How (and Why) to Identify Melodic Dissonances
I wrote in general terms last year about melodic dissonances in barbershop arranging as part of a wider discussion about the relationship between structure and ornament. I’m coming back to a specific, practical aspect of this today to try and help out with a something I see people struggling with in the arrangements they send to me for advice.
It is a reasonably common error to make an inappropriate choice of primary harmony for a whole bar through mistaking a non-harmony note in the melody for a note belonging to the main chord. And it matters because, while a very easy mistake to make, it throws the whole musical narrative off kilter.
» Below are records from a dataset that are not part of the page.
PR #43, opened 2016-10-10
Continue wallet recover if sync is not finished

Jaqueeee:
To be reviewed by @medusadigital before merge.

### DIFF
--- a/main.qml
+++ b/main.qml
@@ -794,4 +794,8 @@ ApplicationWindow {
             }
         }
     }
+    onClosing: {
+        walletManager.closeWallet(currentWallet);
+        console.log("onClosing called");
+    }
 }
--- a/main.qml
+++ b/main.qml
@@ -158,7 +158,6 @@ ApplicationWindow {
             }
 
             console.log("using wizard wallet")
-
             connectWallet(wizard.settings['wallet'])
 
             isNewWallet = true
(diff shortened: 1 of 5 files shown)


main.qml
```diff
@@ -794,4 +794,8 @@ ApplicationWindow {
             }
         }
     }
+    onClosing: {
+        walletManager.closeWallet(currentWallet);
+        console.log("onClosing called");
+    }
```
Jaqueeee: @mbg033: FYI. Noticed that Wallet::~Wallet() wasn't called on some occasions when application was closed. Added these lines to make sure the wallet is saved properly. Have you noticed this behavior too?

mbg033: @Jaqueeee that must be a bug - missing "cleanup" code.  Wallet lifetime managed only by WalletManager, so only the way to properly destruct the wallet object is WalletManager::closeWallet() call. Probably make sense to implement some ref counting within WalletManager and close wallet (wallets) by e.g. QCoreApplication::aboutToQuit() signal

Jaqueeee: @mbg033 yes. that makes sense.
Also this one could probably be solved cleaner. 
https://github.com/monero-project/monero-core/blob/master/main.qml#L147
The previous strict comparison evaluates true when a wallet is opened that has previously crashed or has been killed by the user. Application crashes after password dialog when closeWallet is being called on that wallet.

PR #44, opened 2016-10-10
Critical: restore-height fallback & corrupt wallet fix

Jaqueeee:


medusadigital:
tested both in Jaquees continue-recover branch.

- password protected wallets dont get corrupted anymore if the process crashes
- restore from seed fallback (if no block height is provided) now works again too

PR #45, opened 2016-10-10
History: display blockheight, sort by blockheight

mbg033:


medusadigital:
looks nice here. can you possibly add descending sorting by height by default ? 
anyway, even without it, transaction history seems ready for beta!

mbg033:
set default sorting by blockheight, descending

fluffypony:
Reviewed

PR #46, opened 2016-10-10
various password issues fixed

Jaqueeee:
- store pw in session to be able to view seed on settings page immediately after new wallet is created
- empty pw field after form submission
- strict comparison


medusadigital:
worked fine, tested in Jaquees pw-issues branch

PR #432, opened 2017-01-23
Payment Description into placeholder

xmr-eric:
Mimics the same design as Payment ID. Keep description of field in placeholder rather than above the field as how Description originally was.


xmr-eric:
placeholder-change

PR #433, opened 2017-01-23
AddressBook.qml placeholders

xmr-eric:


pages/AddressBook.qml
```diff
@@ -114,6 +116,7 @@ Rectangle {
         anchors.leftMargin: 17
         anchors.rightMargin: 17
         anchors.topMargin: 5
+        placeholderText: qsTr("Saved to local wallet") + translationManager.emptyString
```
Jaqueeee: All fields in address book are saved to local wallet. So maybe this placeholder isn't needed?

PR #437, opened 2017-01-26
Restore wallet from keys

Jaqueeee:
requires #1618 and #1635

Also includes a small redesign of wizard.

### DIFF
--- a/src/libwalletqt/WalletManager.cpp
+++ b/src/libwalletqt/WalletManager.cpp
@@ -86,6 +86,22 @@ Wallet *WalletManager::recoveryWallet(const QString &path, const QString &memo, 
     return m_currentWallet;
 }
 
+Wallet *WalletManager::createWalletFromKeys(const QString &path, const QString &language, bool testnet,
+                                            const QString &address, const QString &viewkey, const QString &spendkey,
+                                            quint64 restoreHeight)
+{
+    QMutexLocker locker(&m_mutex);
+    if (m_currentWallet) {
+        qDebug() << "Closing open m_currentWallet" << m_currentWallet;
+        delete m_currentWallet;
+        m_currentWallet = NULL;
+    }
+    Monero::Wallet * w = m_pimpl->createWalletFromKeys(path.toStdString(), language.toStdString(), testnet, restoreHeight,
+                                                       address.toStdString(), viewkey.toStdString(), spendkey.toStdString());
+    m_currentWallet = new Wallet(w);
+    return m_currentWallet;
+}
+
 
 QString WalletManager::closeWallet()
 {
@@ -181,6 +197,16 @@ bool WalletManager::paymentIdValid(const QString &payment_id) const
 bool WalletManager::addressValid(const QString &address, bool testnet) const
 {
     return Monero::Wallet::addressValid(address.toStdString(), testnet);
+}
+
+bool WalletManager::keyValid(const QString &key, const QString &address, bool isViewKey,  bool testnet) const
+{
+    std::string error;
+    if(!Monero::Wallet::keyValid(key.toStdString(), address.toStdString(), isViewKey, testnet, error)){
+        qDebug() << QString::fromStdString(error);
+        return false;
+    }
+    return true;
 }
 
 QString WalletManager::paymentIdFromAddress(const QString &address, bool testnet) const
--- a/wizard/WizardManageWalletUI.qml
+++ b/wizard/WizardManageWalletUI.qml
@@ -29,12 +29,16 @@
 import QtQuick 2.2
 import moneroComponents.TranslationManager 1.0
 import QtQuick.Dialogs 1.2
-import QtQuick.Layouts 1.1
+import QtQuick.Layouts 1.2
 import "../components"
+import 'utils.js' as Utils
 
 // Reusable component for managing wallet (account name, path, private key)
 
-Item {
+ColumnLayout {
+    anchors.left: parent.left
+    anchors.right: parent.right
+    spacing: 5
 
     property alias titleText: titleText.text
     property alias accountNameText: accountName.text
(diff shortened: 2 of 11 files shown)


src/libwalletqt/WalletManager.cpp
```diff
@@ -86,6 +86,21 @@ Wallet *WalletManager::recoveryWallet(const QString &path, const QString &memo,
...
 }
 
+Wallet *WalletManager::createWalletFromKeys(const QString &path, const QString &language, bool testnet,
+                                            const QString &address, const QString &viewkey, const QString &spendkey,
+                                            quint64 restoreHeight)
+{
+    QMutexLocker locker(&m_mutex);
+    if (m_currentWallet) {
+        qDebug() << "Closing open m_currentWallet" << m_currentWallet;
+        delete m_currentWallet;
```
moneromooo-monero: This can leave m_currentWallet dangling if the call below throws. Can it ? If not, all is fine.

src/libwalletqt/WalletManager.cpp
```diff
@@ -183,6 +198,16 @@ bool WalletManager::addressValid(const QString &address, bool testnet) const
     return Monero::Wallet::addressValid(address.toStdString(), testnet);
 }
 
+bool WalletManager::keyValid(const QString &key, const QString &address, bool isViewKey,  bool testnet) const
+{
+    std::string error;
+    if(!Monero::Wallet::keyValid(key.toStdString(), address.toStdString(), isViewKey, testnet, error)){
+        qDebug() << QString::fromStdString(error);
```
moneromooo-monero: That just prints on stdout I guess, not in the log.

wizard/WizardManageWalletUI.qml
```diff
@@ -29,12 +29,18 @@
 import QtQuick 2.2
 import moneroComponents.TranslationManager 1.0
 import QtQuick.Dialogs 1.2
-import QtQuick.Layouts 1.1
+import QtQuick.Layouts 1.2
 import "../components"
+import 'utils.js' as Utils
 
-// Reusable component for managing wallet (account name, path, private key)
+// Reusable component for mnaging wallet (account name, path, private key)
```
moneromooo-monero: wat

wizard/WizardManageWalletUI.qml
```diff
@@ -45,15 +51,45 @@ Item {
...
+        addressLine.error = !addressOK && addressLine.text.length != 0
+        viewKeyLine.error = !viewKeyOK && viewKeyLine.text.length != 0
+        spendKeyLine.error = !spendKeyOK && spendKeyLine.text.length != 0
+
+        return addressOK && viewKeyOK && spendKeyOK
+    }
+
+    function checkNextButton(){
+        wizard.nextButton.enabled = false
+        console.log("check next", recoverFromSeed.visible)
```
moneromooo-monero: Third logging system ?

wizard/WizardManageWalletUI.qml
```diff
@@ -45,15 +51,45 @@ Item {
...
+        if(recoverMode && !recoverFromSeedMode) {
+            console.log("checking key fields")
+            wizard.nextButton.enabled = checkFields();
+        } else if (recoverMode && recoverFromSeedMode) {
+            console.log("Checking seed")
+            var wordsArray = Utils.lineBreaksToSpaces(uiItem.wordsTextItem.memoText).split(" ");
+            wizard.nextButton.enabled = wordsArray.length === 25;
```
moneromooo-monero: I'd put this check in a separate function (ie, is_seed_ready or something) so it's obvious, as it seems likely to change next time we add things to the seed (eg, creation date, etc).

wizard/WizardMemoTextInput.qml
```diff
@@ -24,15 +24,27 @@ Column {
...
             property int minimumHeight: 100
             height: contentHeight > minimumHeight ? contentHeight : minimumHeight
+
+            Text {
+                id: memoTextPlaceholder
+                anchors.fill:parent
+                font.pixelSize: 16
+                anchors.margins: 8
+                font.bold:true
+                text: "Enter your 25 word mnemonic seed"
```
moneromooo-monero: qsTr

src/libwalletqt/WalletManager.cpp
Jaqueeee: Not sure if i understand what you mean. If wallet is created with error it will be deleted by caller. https://github.com/monero-project/monero-core/pull/437/files/83f617e4861dbb6abdbeb678db8d14f9ef963dfa#diff-15b9367dcbcc645d6ebb7fd91e46e6e1R98

src/libwalletqt/WalletManager.cpp
Jaqueeee: That's right. Need to catch those msgs and direct them to the logger. Haven't researched how yet.

wizard/WizardManageWalletUI.qml
Jaqueeee: fixed

wizard/WizardManageWalletUI.qml
Jaqueeee: done

wizard/WizardMemoTextInput.qml
Jaqueeee: done

src/libwalletqt/WalletManager.cpp
moneromooo-monero: I meant the pointer is not function local, but class local, and will be pointing to a deleted object, so I'd set it to NULL if an exception can be thrown before it is reset in this function.

src/libwalletqt/WalletManager.cpp
moneromooo-monero: Doesn't MERROR(x) work ?

src/libwalletqt/WalletManager.cpp
Jaqueeee: ah. It's actually a guarded pointer, so I don't think it's needed?
http://doc.qt.io/qt-5/qpointer.html

src/libwalletqt/WalletManager.cpp
Jaqueeee: Not out of the box. I tried to include contrib/epee/include/misc_log_ex.h but got build errors from boost. I'll investigate it further outside this PR.

src/libwalletqt/WalletManager.cpp
moneromooo-monero: I doubt that's OK. I'd just set this to NULL after delete, so any dereference will be easy to catch.

moneromooo-monero:
ok

PR #440, opened 2017-01-29
IOS build settings

Jaqueeee:


main.cpp
```diff
@@ -46,13 +46,17 @@
 #include "TransactionHistory.h"
 #include "model/TransactionHistoryModel.h"
 #include "model/TransactionHistorySortFilterModel.h"
-#include "daemon/DaemonManager.h"
 #include "AddressBook.h"
 #include "model/AddressBookModel.h"
 
+// IOS exclusions
+#ifndef Q_OS_IOS
```
MoroccanMalinois: IMHO, I think it would be easier to maintain with a "feature" define instead of "os" define. (_wants to use these modifs for android but super lazy :)_ )

fluffypony:
Please rebase

Jaqueeee:
rebased

main.cpp
Jaqueeee: Good idea. Didn't get it to work with the "DEFINES+=" method you used for the scanner for some reason. I'll try again some other day and create a new PR if i get it to work.

PR #456, opened 2017-02-04
main: mixin 4 is ring size 5, not 41...

moneromooo-monero:


medusadigital:
https://github.com/monero-project/monero-core/issues/457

However well-controlled your use of voicing, tessitura and voice-leading is, life is more confusing for both singers and listeners when you get this wrong.
There are two conditions that commonly inveigle people into this mistake; when the non-harmony note is:
- on the first beat of the bar (and thus metrically strong)
- longer than the subsequent harmony note (and thus durationally strong)
The note is thus strongly accented - in Cooper & Meyer’s terms of accent resulting from ‘a stimulus marked for consciousness’. The error is to read these signs of melodic attention-seeking as an assertion of structure, whereas in fact the dissonance is itself another means to create accent.
So, it is easy enough to describe the problem. But it is one thing for me to point out this error; it would be more helpful if I could tell people whose arrangements I am reviewing how they could have avoided making it in the first place. After all, a good many first notes in the bar do belong to the prevailing harmony. The knack is identifying which is which.
Trying to articulate a rule from first principles is the hard way to do this. Music theory does like to have pretensions of rationality, and there are aspects that do respond neatly to systematising. But a question like this is always working within concrete contexts - genre conventions for melodic shape, for harmonic language, for expressive gesture. So any rule you might invent would have to be hedged about with all kinds of caveats for this circumstance or that stylistic quirk.
The reason people need to be able to get this right is entirely pragmatic (it makes their arrangements sound better), so we need a pragmatic answer to this one. And, you know, it’s really quite straightforward. You need to ask:
What do other people do here?
Where ‘other people’ may be what’s on the sheet music, guitar tabs, or in recordings. Or any combination thereof. In real life, you see, you are very rarely arranging from a bare melody line with no performance history for reference. The only time you ever really do that is doing arrangement exercises where chord choice is part of the test. When you’re arranging for real people to sing, you are allowed to remain connected with the musical tradition you share with them.
But, I hear you cry, what about reharmonisation? I don’t always want to use the chords found on the sheet music or the original recording! And of course it is a well established part of a cappella traditions to re-work songs’ harmonic trajectories, whether for the technical needs of contest barbershop, or the sheer creative fun of it.
However, we still need to recognise the melodic structure of a song, even while we reimagine its harmony. A tune isn’t just a specified collection of notes, you see, it is a narrative with meanings. So if your reharmonisation turns dissonances into consonances and vice versa, you are messing with those meanings, making it hard to understand, sometimes to the point where it no longer makes complete sense.
By all means substitute chords in as you arrange. But let your choice be guided by the relationship between melody and harmony in the original. Where melody notes are treated as dissonances in your reference version(s), choose chords where they will continue to function as dissonances, and resolve in the right place. Don’t rewrite appoggiaturas as assertive, functional downbeats - leave them to lean.
Yes, this will narrow the range of alternative chords available. But it will - helpfully - restrict the choice to those that make sense of the melody.